Indwelling catheters provide continuous access to arterial blood, which is helpful when
frequent blood gases are needed (eg, patients in respiratory failure on mechanical ventilation,
patients requiring serial ABGs for monitoring acid-base disorders). The sample preparation and
care are the same as for ABGs drawn using a needle, which is described above. (See 'Needle
puncture' above.)
Insertion, complications, and use of an arterial catheter are described separately. (See "Intra-
arterial catheterization for invasive monitoring: Indications, insertion techniques, and
interpretation".)
The arterial blood sample should be placed on ice during transport to the lab and then analyzed
as quickly as possible. This reduces oxygen consumption by leukocytes or platelets (ie,
leukocyte or platelet larceny), which can cause a factitiously low partial pressure of arterial
oxygen (PaO2) [10,11]. This effect is most pronounced in patients whose leukocytosis or
thrombocytosis is profound. In addition, it reduces the likelihood of error due to gas diffusion
through the plastic syringe or the presence of air bubbles. (See 'Sources of error' below.)
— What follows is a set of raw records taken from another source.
PR #837, opened 2016-08-18
Add environment variables to dotnet publish

pranavkm:


pranavkm:
cc @kichalla \ @Tratcher 

This would allow us to redirect the NUGET_PACKAGES as part of publish.

Tratcher:
:shipit: Though it seems odd to apply the same variables to disparate processes. Ideally you'd have different collections for the different processes.

pranavkm:
Sure, I could add a `PublishEnvironmentVariables` or something like that if you'd prefer it.

Tratcher:
Yes please, that would be cleaner.

pranavkm:
:up: :date:

src/Microsoft.AspNetCore.Server.IntegrationTesting/Deployers/ApplicationDeployer.cs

Results are usually available within 5 to 15 minutes. Analysis of arterial blood is usually
performed by automated blood gas analyzers, which automatically transport the specimen to
electrochemical sensors to measure acidity (pH), partial pressure of carbon dioxide (PaCO2), and
PaO2:
● The PaCO2 is measured using a chemical reaction that consumes CO2 and produces a
hydrogen ion, which is sensed as a change in pH [12].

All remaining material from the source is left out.